─── SOURCE DATA
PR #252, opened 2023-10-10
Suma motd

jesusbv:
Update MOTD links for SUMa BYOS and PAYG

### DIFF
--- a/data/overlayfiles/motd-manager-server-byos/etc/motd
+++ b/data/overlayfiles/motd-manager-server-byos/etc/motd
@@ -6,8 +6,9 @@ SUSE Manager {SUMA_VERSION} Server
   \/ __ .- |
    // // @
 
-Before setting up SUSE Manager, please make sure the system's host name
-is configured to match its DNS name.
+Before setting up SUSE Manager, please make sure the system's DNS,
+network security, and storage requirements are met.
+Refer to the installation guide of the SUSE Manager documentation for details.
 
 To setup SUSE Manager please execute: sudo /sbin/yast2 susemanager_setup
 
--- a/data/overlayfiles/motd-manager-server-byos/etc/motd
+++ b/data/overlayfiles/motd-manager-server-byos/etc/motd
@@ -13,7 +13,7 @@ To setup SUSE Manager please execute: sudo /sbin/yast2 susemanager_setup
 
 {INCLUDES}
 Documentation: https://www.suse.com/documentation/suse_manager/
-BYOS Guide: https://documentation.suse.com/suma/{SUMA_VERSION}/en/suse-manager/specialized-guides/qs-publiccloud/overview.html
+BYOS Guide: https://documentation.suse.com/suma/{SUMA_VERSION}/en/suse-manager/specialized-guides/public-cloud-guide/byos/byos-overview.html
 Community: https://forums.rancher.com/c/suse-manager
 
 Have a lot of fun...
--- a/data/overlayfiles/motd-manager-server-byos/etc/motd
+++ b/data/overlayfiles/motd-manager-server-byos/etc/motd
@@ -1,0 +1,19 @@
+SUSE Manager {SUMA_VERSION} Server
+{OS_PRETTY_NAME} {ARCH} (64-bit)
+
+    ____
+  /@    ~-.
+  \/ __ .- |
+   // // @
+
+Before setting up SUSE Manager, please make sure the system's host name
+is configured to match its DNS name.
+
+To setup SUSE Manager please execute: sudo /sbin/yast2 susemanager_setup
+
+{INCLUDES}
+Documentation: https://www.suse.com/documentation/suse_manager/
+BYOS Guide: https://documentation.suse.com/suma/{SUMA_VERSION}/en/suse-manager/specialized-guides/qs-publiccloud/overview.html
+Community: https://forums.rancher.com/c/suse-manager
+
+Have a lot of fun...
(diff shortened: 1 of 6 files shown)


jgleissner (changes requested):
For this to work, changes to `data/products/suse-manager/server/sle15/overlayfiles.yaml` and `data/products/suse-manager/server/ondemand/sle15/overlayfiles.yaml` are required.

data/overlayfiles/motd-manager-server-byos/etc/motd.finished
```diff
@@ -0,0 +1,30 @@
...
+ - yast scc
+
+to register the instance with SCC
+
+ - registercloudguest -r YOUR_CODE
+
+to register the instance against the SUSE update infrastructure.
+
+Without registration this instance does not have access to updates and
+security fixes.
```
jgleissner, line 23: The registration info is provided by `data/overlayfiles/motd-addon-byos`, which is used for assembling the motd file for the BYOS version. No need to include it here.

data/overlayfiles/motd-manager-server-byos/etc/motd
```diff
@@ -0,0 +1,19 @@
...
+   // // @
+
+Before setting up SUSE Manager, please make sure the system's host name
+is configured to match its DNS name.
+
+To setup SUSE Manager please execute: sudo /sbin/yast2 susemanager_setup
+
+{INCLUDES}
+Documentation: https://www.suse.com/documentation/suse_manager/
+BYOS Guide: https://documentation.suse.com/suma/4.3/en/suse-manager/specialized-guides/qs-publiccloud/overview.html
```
──────
• TASK DIRECTIONS
Which lines above include the word "sudo"? Show each one.

• WRITTEN RESPONSE
 To setup SUSE Manager please execute: sudo /sbin/yast2 susemanager_setup
@@ -13,7 +13,7 @@ To setup SUSE Manager please execute: sudo /sbin/yast2 susemanager_setup
+To setup SUSE Manager please execute: sudo /sbin/yast2 susemanager_setup
+To setup SUSE Manager please execute: sudo /sbin/yast2 susemanager_setup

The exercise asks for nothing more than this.